Politically speaking, however, the accord had brought many desirable changes. President Jayewardene reversed his stance on a number of issues on which he held strong views.

The man, who in 1944 at the second State Council voted against S.W.R.D. Bandaranaike’s resolution calling for the replacement of English as the Official Language with both Sinhala and Tamil, instead demanding Sinhala only and who organised the march to Kandy against the 1957 Bandaranaike-Chelvanayakam Pact and helped to tear it up, now signed an agreement granting Tamil and English an equal place with Sinhala as the Official Languages.

The man who swore that the merger of the Northern and Eastern Provinces could only take place over his dead body, now signed an agreement permitting the merger subject to a referendum in the east.

Former Parliamentarian of the Tamil United Liberation Front (TULF) and renowned constitutional expert, the late Neelan Tiruchelvam in a newspaper article almost three decades ago quoted former Indian diplomat and the first envoy to handle the Sri Lankan ethnic issue, Gopalaswami Parthasarathy (famously known as GP) as saying that it was with great difficulty that he had convinced President Jayewardene of the acceptability of the devolution of power, despite the latter also being a constitutional expert.

A festering problem

Despite the fact that the 13th Amendment and the Provincial Council system have been in existence for more than three decades, our national problem has not come to an end. While the Tamil people and the main political parties that represent them have been declaring that neither the 13th Amendment nor the Provincial Councils can be considered as a durable solution to their problem, the Sinhalese polity has been tolerating the Provincial Councils merely because they were established after the Indian intervention.

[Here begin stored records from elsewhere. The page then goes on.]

PR #627, opened 2018-05-22
Use new styles in all for elements

mrtnzlml:


app/shared/src/forms/TextInput.js
```diff
@@ -2,17 +2,84 @@
...
+  onChangeText?: (text: string) => void,
+  keyboardType?: 'email-address',
+  secureTextEntry?: boolean,
+|};
+
+type State = {|
+  displayPlaceholder: boolean,
+|};
+
+export default class TextInout extends React.Component<Props, State> {
```
mrtnzlml: I rewrote this component so we can use `Translation` in the `placeholder` prop.

tbergq: Do you think you could also rename it to `TextInput`?

mrtnzlml: Yes, this is not intentional... :)

app/shared/src/forms/TextInput.js
```diff
@@ -36,26 +102,17 @@ const styles = StyleSheet.create({
     marginLeft: 10,
     alignSelf: 'center',
   },
+  placeholder: {
+    position: 'absolute',
+    padding: 10,
+    paddingVertical: 15,
+    // this should be the same with 'input' above
+    color: Color.textLight,
```
tbergq: I don't understand this comment, color should be the same as input above? But it is not, it is textLight and input has textDark

app/hotels/src/filter/FilterButton.js
```diff
@@ -12,46 +12,58 @@ type Props = {
...
+    });
+  }
+
+  return (
+    <View style={filterButtonStyles.wrapper}>
+      <Button
+        title={title}
+        onPress={onPress}
+        icon={icon}
+        styles={buttonStyles}
```
mrtnzlml: Refactor of the buttons styles will follow.

app/shared/src/forms/TextInput.js
mrtnzlml: This should be resolved now. Please check again.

Thus far, the Tamils and Indians have been unable to persuade or pressurise Sri Lankan governments to make improvements to the powers of the Provincial Councils or at least implement the 13th Amendment fully.

Following the tragic developments after the Peace Accord, India is no longer interested in the Sri Lankan ethnic imbroglio despite constant requests from the Tamil parties of the north and east. One cannot expect any change in India’s present attitude in the foreseeable future given the context of current geopolitical realities, except for intermittent requests to implement the 13th Amendment and hold elections for the Provincial Councils.

It is unfortunate that the main political forces are still debating the very fundamental issues as if the ethnic problem had emerged recently, even after the lapse of more than four decades since Black July and more than 15 years after the end of the war which severely affected all communities in the country.

As such, our national problem is certainly going to fester without any meaningful political solutions that would address the legitimate political aspirations and grievances of the minority communities.
The three would-be main candidates in the Presidential Election to be held in two months – President Ranil Wickremesinghe, Opposition Leader Sajith Premadasa, and National People’s Power Leader Anura Kumara Dissanayake – have promised to implement the 13th Amendment. But they frequently express confused positions on the powers of provincial administration; they do not speak in a manner that would clear the doubts of the Tamil people on the issue.

On the other hand, the Tamil parties are divided and unable to act with political prudence and maturity to present a unified stand. To the best of our knowledge, we are not aware of any other country in the world experiencing such confusion in the implementation of a constitutional provision which has been part of the Constitution for more than three decades, as seen in Sri Lanka.

Taking all this into consideration, it is a shame that our political class has yet to learn from the tragedies of the past and find a solution to the national problem. This is a bigger shame than Black July.